I don’t want us to settle. I want us to Philippians 4:8; “whatever is true, whatever is noble, whatever is right, whatever is pure, whatever is lovely, whatever is admirable—if anything is excellent or praiseworthy—think about such things.” I think Paul probably wrote that verse because he knows us. As much as we evolve into such a sophisticated species, we stay pretty much the same and spend the moments of our lives thinking about what is false, horrible, wrong, and broken, dwelling on worries of tomorrow and regrets of the past.

We listen to that awful song “Watermelon Sugar,” lamenting the state of music today instead of focusing on how awesome Sea Girls, Strumbellas, Mat Kearney and Cold War Kids are.
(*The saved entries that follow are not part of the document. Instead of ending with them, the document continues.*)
PR #238, opened 2026-06-11
refactor(http): enrich exceptions, split _do_request, fix 429 race, extras in JSON log

sdebruyn:
## Summary

- **`exceptions.py`**: `FabricError` gains keyword-only `status`, `request_id`, `body`, `hint` attributes. `__str__` appends `\nHint: {hint}` and ` (request-id: …)` when set. All subclasses remain unchanged and existing call sites still compile (new params are optional).
- **`http_client.py`**: `_do_request` split into `_send_once` (token fetch → deadline wait → limiter → send) and `_map_status` (dict lookup + 5xx branch with enriched exceptions). `_pause_event` race replaced by `_pause_until: float` monotonic deadline aggregated with `max()` across concurrent 429s. Token fetch moved before the rate-limiter. `_STATUS_TO_EXC` dict + `http.HTTPStatus` constants eliminate the `PLR2004` `noqa` chain. Magic numbers promoted to constructor kwargs (`rps`, `timeout`, `max_429_retries`, `poll_interval`, `token_refresh_buffer`); `timeout` wired into `httpx.AsyncClient`. `x-ms-request-id` logged at DEBUG level via `extra=`. `poll_operation` adds jitter (`base + uniform(0, base * 0.25)`). Class/method docstrings document the tenacity × 429-loop retry arithmetic.
- **`logging.py`**: `_JsonFormatter` computes `_STANDARD_LOGRECORD_ATTRS` from a fresh `LogRecord` instance, then merges non-standard keys from `record.__dict__` into the JSON payload without overwriting core keys. `json.dumps(default=str)` handles non-serialisable values.

## Findings addressed

| Finding file | Fix |
|---|---|
| `02-core-exceptions-no-context-data.md` | `FabricError` keyword-only `status`, `request_id`, `body`, `hint`; subclasses pass through unchanged |
| `02-core-http-client-do-request-mixes-concerns.md` | `_do_request` → `_send_once` + `_map_status` |
| `02-core-http-client-pause-event-race.md` | `_pause_event` replaced by `_pause_until` monotonic deadline with `max()` aggregation |
| `02-core-http-client-token-fetch-inside-limiter.md` | `_get_token()` called before `async with self._limiter:` in `_send_once` |
| `02-core-http-client-status-chain-instead-of-map.md` | `_STATUS_TO_EXC: dict[int, type[FabricError]]` + `http.HTTPStatus` constants |
| `02-core-http-client-magic-numbers.md` | All five defaults promoted to constructor kwargs with module-level constant defaults |
| `02-core-http-client-no-correlation-id.md` | `x-ms-request-id` captured in `_send_once` DEBUG log via `extra={"request_id": …}` |
| `02-core-http-client-no-jitter.md` | `poll_operation` sleep = `base_wait + random.uniform(0, base_wait * 0.25)` |
| `02-core-logging-no-extra-fields-no-context.md` | `_JsonFormatter` merges `extra=` fields via `_STANDARD_LOGRECORD_ATTRS` filter |

## Decisions

- `_pause_until` is a plain `float` (no lock) because asyncio is single-threaded; concurrent coroutines race to `max()` but the GIL makes the float write atomic.
- `contextvars` support (trace_id from the review) deferred: the current `extra=` propagation already covers the `request_id` case; a context-var filter can be added in a follow-up without touching the formatter signature.
- Jitter uses `random.uniform` (stdlib, non-crypto); `S311` suppressed with `# noqa` since this is not a security-sensitive use.
- `except Exception: pass` in `_map_status` body-parse gets `# noqa: S110` (same intent as the original `BLE001`).

## Test results

```
1027 passed, 1 warning in 14.53s
```

ruff check ✓ · ruff format --check ✓ · ty check ✓ · pytest tests/unit ✓

### DIFF
--- a/src/fabric_dw/http_client.py
+++ b/src/fabric_dw/http_client.py
@@ -309,9 +309,14 @@ class FabricHttpClient:
 
         # Honour the 429 pause deadline (aggregated across all concurrent callers).
         # This must happen before token fetch so the token is always fresh at send time.
-        now = _time.monotonic()
-        if self._pause_until > now:
-            await asyncio.sleep(self._pause_until - now)
+        # Use a while loop so that if another coroutine extends _pause_until while we
+        # are sleeping, we re-check and sleep again rather than waking up early.
+        while True:
+            now = _time.monotonic()
+            remaining = self._pause_until - now
+            if remaining <= 0:
+                break
+            await asyncio.sleep(remaining)
 
         # Fetch token outside the limiter to avoid wasting RPS budget on refresh.
         token = await self._get_token()
--- a/src/fabric_dw/http_client.py
+++ b/src/fabric_dw/http_client.py
@@ -2,18 +2,29 @@
 
 Provides:
 - Global rate-limiting via aiolimiter (default 2 RPS).
-- 429 Retry-After handling with a shared asyncio pause gate.
+- 429 Retry-After handling with a monotonic deadline (``_pause_until``).
 - 5xx retry with tenacity exponential back-off (max 3 attempts).
 - Standard error mapping (401 -> AuthError, 403 -> PermissionDenied, 404 -> NotFound).
 - continuationUri pagination.
-- LRO (202 + Location) polling.
+- LRO (202 + Location) polling with jitter.
+
+Retry arithmetic
+~~~~~~~~~~~~~~~~
+Tenacity wraps ``_request_with_retry`` and retries on ``FabricServerError``
+(5xx) up to 3 attempts with exponential back-off.  Inside each attempt,
+``_do_request`` executes a 429-loop of up to ``max_429_retries`` iterations.
+Worst-case total attempts = 3 tenacity attempts x 5 429-retries = 15 sends.
+In practice the 429-loop resets its counter on any non-429 response, so the
+two mechanisms are largely independent.
 """
 
 from __future__ import annotations
 
 import asyncio
 import datetime
+import http
 import logging
+import random
 import time as _time
 from collections.abc import AsyncIterator, Mapping
 from email.utils import parsedate_to_datetime
@@ -29,6 +40,7 @@ from tenacity import retry, retry_if_exception_type, stop_after_attempt, wait_ex
 from fabric_dw import auth
 from fabric_dw.exceptions import (
     AuthError,
+    FabricError,
     FabricServerError,
     NotFound,
     PermissionDenied,
@@ -44,9 +56,19 @@ __all__ = [
     "_parse_retry_after",
 ]
 
-_MAX_429_RETRIES = 5
-_DEFAULT_POLL_INTERVAL = 2.0
-_TOKEN_REFRESH_BUFFER = 300  # seconds before expiry to refresh
+# Module-level defaults (used as constructor defaults)
+_DEFAULT_RPS: int = 2
+_DEFAULT_TIMEOUT: float = 30.0
+_MAX_429_RETRIES: int = 5
+_DEFAULT_POLL_INTERVAL: float = 2.0
+_TOKEN_REFRESH_BUFFER: float = 300.0  # seconds before expiry to refresh
+
+# Status code → exception class mapping (4xx errors only; 5xx handled separately)
+_STATUS_TO_EXC: dict[int, type[FabricError]] = {
+    http.HTTPStatus.UNAUTHORIZED: AuthError,
+    http.HTTPStatus.FORBIDDEN: PermissionDenied,
+    http.HTTPStatus.NOT_FOUND: NotFound,
+}
 
 
 class HttpBase(StrEnum):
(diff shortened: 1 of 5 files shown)


src/fabric_dw/http_client.py
```diff
@@ -185,77 +241,135 @@ async def _do_request(
...
+                if consecutive_429 >= self._max_429_retries:
                     raise RateLimitedError(  # noqa: TRY003
-                        f"Received 429 {consecutive_429} consecutive times for {url}"
+                        f"Received 429 {consecutive_429} consecutive times for {url}",
+                        status=429,
+                        request_id=resp.headers.get("x-ms-request-id"),
                     )
 
                 retry_after_raw = resp.headers.get("Retry-After", "1")
                 wait_s = _parse_retry_after(retry_after_raw)
```
sdebruyn: **Bug (medium severity): `_parse_retry_after` raises `ValueError` for garbage `Retry-After` values, propagating uncaught through the 429 loop.**

If the server sends a `Retry-After` value that is neither a valid float nor a valid HTTP-date (e.g. `Retry-After: 0x1A` or `Retry-After: soon`), `parsedate_to_datetime` raises `ValueError` that is not caught by `_do_request`. This turns a 429 response into an unhandled crash at the caller, bypassing the `RateLimitedError` path entirely.

The fallback default `"1"` (line 273) only covers the *absent* header case; a present-but-garbage value still reaches the parser.

**Suggested fix** — add a try/except in `_do_request` around the parse:
```python
retry_after_raw = resp.headers.get("Retry-After", "1")
try:
    wait_s = _parse_retry_after(retry_after_raw)
except ValueError:
    wait_s = 1.0  # fallback for unparseable Retry-After
```

Alternatively, add the `except ValueError: return max(0.0, delta)` fall-through inside `_parse_retry_after` itself and return a safe default (e.g. `1.0`) instead of propagating.

sdebruyn (commented):
## Review: refactor(http) — enrich exceptions, split _do_request, fix 429 race, extras in JSON log

**Verdict: needs fixes** (one correctness bug, one low-severity ordering issue, one minor observation)

All 1027 tests pass, ruff check clean, ruff format clean, ty check clean.

The 429 deadline aggregation with `_pause_until` correctly replaces the old `_pause_event` race. Tenacity/5xx interaction is clean. The `_STATUS_TO_EXC` dict lookup works correctly because `http.HTTPStatus` members hash-equal their `int` counterparts. The `_JsonFormatter` extra-field approach is correct and efficient (module-level frozenset, not rebuilt per call). Exception enrichment is consistently applied at every raise site.

See inline comments for specific issues.

src/fabric_dw/http_client.py
```diff
@@ -185,77 +241,135 @@ async def _do_request(
...
+        """Fetch token, wait for any pause deadline, acquire the limiter, and send.
 
-            return resp
+        Token fetch happens BEFORE acquiring the rate-limiter slot so that a
+        cache-miss token refresh does not consume RPS budget.
+        """
+        assert self._http is not None  # noqa: S101 — enforced by _do_request
+
+        # Fetch token outside the limiter to avoid wasting RPS budget on refresh.
+        token = await self._get_token()
```
sdebruyn: **Low severity: token is fetched *before* the deadline wait — token may be stale after a long `Retry-After` sleep.**

In `_send_once`, the ordering is:
1. `token = await self._get_token()`  ← token fetched here
2. deadline check → `await asyncio.sleep(self._pause_until - now)`  ← could be minutes
3. request is sent with the token from step 1

If `Retry-After` is long relative to the remaining token lifetime, the token used in step 3 may be expired or close to expiry. The `_get_token` refresh guard (`expires_on - now < token_refresh_buffer`) runs at fetch time, not at use time.

In practice this is unlikely (a fresh Azure token lives ~3 600 s; the window requires `Retry-After > TTL - buffer ≈ 3 300 s`), but it is a latent correctness issue.

The PR description acknowledges the token-outside-limiter decision to avoid consuming RPS budget on refreshes — that intent is still satisfied if the order is changed to:
1. Deadline wait  ← moved first
2. Token fetch  ← now happens just before acquiring the limiter
3. Limiter + send

This way the token is always fetched (and potentially refreshed) immediately before use, regardless of how long the pause was.

src/fabric_dw/http_client.py
```diff
@@ -154,7 +210,7 @@ async def request(
             AuthError: On 401.
             PermissionDenied: On 403.
             NotFound: On 404.
-            RateLimitedError: When the server returns 429 more than _MAX_429_RETRIES times.
+            RateLimitedError: When the server returns 429 more than max_429_retries times.
```
sdebruyn: **Minor: docstring says "more than max_429_retries times" but the check is `>=` (i.e. *at* max_429_retries).**

Line 266: `if consecutive_429 >= self._max_429_retries:`

With the default of 5, the error is raised on the *5th* consecutive 429, not after *more than 5*. The error message itself is accurate ("Received 429 5 consecutive times"), but this docstring line will mislead callers who want to understand when exactly the exception is thrown.

**Suggested fix:**
```
-            RateLimitedError: When the server returns 429 more than max_429_retries times.
+            RateLimitedError: When the server returns 429 max_429_retries consecutive times.
```

src/fabric_dw/http_client.py
sdebruyn: Fixed in commit b2a62b1. Wrapped the `_parse_retry_after()` call in `_do_request` in `try/except ValueError`; falls back to `wait_s = 1.0` and emits a `WARNING` log with the raw header value. Added two regression tests: `test_429_with_garbage_retry_after_falls_back_and_succeeds` (429 with `Retry-After: garbage` followed by 200 succeeds without exception) and `test_429_garbage_retry_after_emits_warning` (WARNING contains the raw header value).

src/fabric_dw/http_client.py
sdebruyn: Fixed in commit b2a62b1. Reordered `_send_once` so the pause-deadline sleep happens BEFORE `_get_token()`. The token is now fetched (and potentially refreshed) immediately before use, regardless of how long the 429-induced pause lasted. The original intent is preserved: token fetch still happens outside the rate-limiter slot so a cache-miss refresh doesn't consume RPS budget. Added `test_send_once_deadline_sleep_happens_before_get_token` which tracks call order via event log and asserts the sleep entry precedes the second get_token entry.

src/fabric_dw/http_client.py
sdebruyn: Fixed in commit b2a62b1. Changed docstring from `When the server returns 429 more than max_429_retries times` to `After exactly ``max_429_retries`` consecutive 429 responses` — accurately reflects the `>=` check at line 266 (error raised on the 5th consecutive 429 with default of 5, not the 6th).

src/fabric_dw/http_client.py
```diff
@@ -185,77 +241,135 @@ async def _do_request(
...
+        assert self._http is not None  # noqa: S101 — enforced by _do_request
+
+        # Fetch token outside the limiter to avoid wasting RPS budget on refresh.
+        token = await self._get_token()
+
+        # Honour the 429 pause deadline (aggregated across all concurrent callers).
+        now = _time.monotonic()
+        if self._pause_until > now:
+            await asyncio.sleep(self._pause_until - now)
+
```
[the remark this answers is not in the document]
sdebruyn: Fixed in commit 5eabc3c. Replaced the single `if self._pause_until > now` guard with a `while True` loop that re-checks `_pause_until - time.monotonic()` after each wake-up and breaks only when `remaining <= 0`. This ensures that if a concurrent coroutine extends `_pause_until` while this one is sleeping, we detect the new deadline and sleep again rather than proceeding early. Added regression test `test_send_once_re_sleeps_when_pause_until_extended_mid_sleep` which pre-sets a deadline, then extends `_pause_until` inside the first mock sleep call, and asserts that at least two deadline sleeps occur.

tests/unit/test_logging.py
```diff
@@ -72,3 +72,84 @@ def test_non_bearer_authorization_header_preserved(self) -> None:
...
+        We use a custom attribute name that happens to collide with a payload key but
+        is not in _STANDARD_LOGRECORD_ATTRS.  We simulate this by injecting a key that
+        is definitely not standard and checking that core keys are preserved.
+        """
+        formatter = _JsonFormatter()
+        # Inject a non-standard attribute that would collide with 'level' if the guard
+        # were missing.  We use '_custom_level' since 'level' is a payload key we compute.
+        # The real protection: extras loop does `if key not in payload`.
+        record = self._make_record(msg="real message", extra={"workspace_id": "ws-123"})
+        parsed = json.loads(formatter.format(record))
```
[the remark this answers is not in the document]
sdebruyn: Fixed in commit 5eabc3c. Rewrote the test to inject `extra={"level": "EVIL"}` — a genuine collision with the core payload key. Since `level` is NOT in `_STANDARD_LOGRECORD_ATTRS` (only `levelname` is), the extras loop does encounter it. The `if key not in payload` guard then blocks the overwrite because `level` is already in the payload dict. The assertion now checks `parsed["level"] == "DEBUG"` with an explicit failure message, actually exercising the collision-protection branch.

tests/unit/test_http_client.py
```diff
@@ -633,3 +635,297 @@ async def test_debug_log_contains_elapsed_ms(caplog: pytest.LogCaptureFixture) -
...
+            with unittest.mock.patch("asyncio.sleep", side_effect=mock_sleep):
+                await client.poll_operation(
+                    "https://api.fabric.microsoft.com/v1/operations/op-jitter"
+                )
+
+    # Each sleep should be base_wait + jitter where base_wait=1 (from Retry-After: 1)
+    # jitter is in [0, 0.25], so sleep must be in [1.0, 1.25]
+    assert len(sleep_durations) >= 3, f"Expected at least 3 sleeps; got {len(sleep_durations)}"
+    for dur in sleep_durations:
+        assert 1.0 <= dur <= 1.26, f"Sleep {dur:.3f} outside expected [1.0, 1.25] range"
```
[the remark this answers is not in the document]
sdebruyn: Fixed in commit 5eabc3c. Patched `fabric_dw.http_client.random.uniform` to a fixed return value of `0.15` via `unittest.mock.patch`. With `Retry-After: 1` (base_wait=1.0), `jitter_max=0.25`, and the fixed uniform returning `0.15`, every sleep must equal exactly `1.0 + 0.15 = 1.15`. The assertion uses `pytest.approx` for float safety. This eliminates the non-determinism and proves jitter is actually applied rather than merely bounding a random outcome.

I know I write about this lack of imagination a lot, but that’s because I talk about it a lot, and think about it even more. I want the world around me to be lively and bursting with life and color and I’m more and more convinced that it’ll only be that way if I finally acknowledge that this is God’s creation, He’s all through it, and the tomb is empty. It’ll only be that way if, filled with His love and abundance, I am lively and bursting with life and color, or as Jesus says, if I have eyes that see and ears that hear the beautiful music that is already playing all around us.